# Work required
Copy each line of the records below that mentions the word "improvement".

[Dataset excerpts]
- - - -

PR #5791, opened 2023-03-07
"Adding blocks by name improvement" improvement

Tacodiva:
It finally dawned on me how to make it so not typing the first part of a block (like just the word `clones`) could return all the blocks that string in them, and not turn the whole codebase into a cluster*frick*. Griffpatch suggested this and I think this is a important change which (should) mean users have no reason to go back to the old version.

### DIFF
--- a/addons/middle-click-popup/WorkspaceQuerier.js
+++ b/addons/middle-click-popup/WorkspaceQuerier.js
@@ -471,14 +471,11 @@ class TokenTypeStringEnum extends TokenType {
           yieldedToken = true;
         }
       } else {
-        if (query.lowercase.startsWith(valueInfo.lower, idx) && TokenTypeStringLiteral.TERMINATORS.indexOf(query.lowercase[idx + valueInfo.lower.length]) !== -1) {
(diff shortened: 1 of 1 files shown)


WorldLanguages:
Pending improvement reminder:

image

Tacodiva:
Some more bugs for later today me to look into:

String going in input somehow:
image

Direction block spawning in the wrong colour:
image

DNin01:
> Direction block spawning in the wrong colour:
> image

Looks like the `zebra-striping` addon?

Tacodiva:
> > Direction block spawning in the wrong colour:
> > image
> 
> Looks like the `zebra-striping` addon?

Hahaha, yeah it is too. Well... that's one less thing I have to do :sweat_smile:

WorldLanguages:
This PR should ideally resolve #5808

Samq64 (approved):
I didn't review most of the code, but everything works great in both browsers and there aren't any console errors when using hex colors.

WorldLanguages (approved):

- - - -

# Result below
"Adding blocks by name improvement" improvement
Pending improvement reminder:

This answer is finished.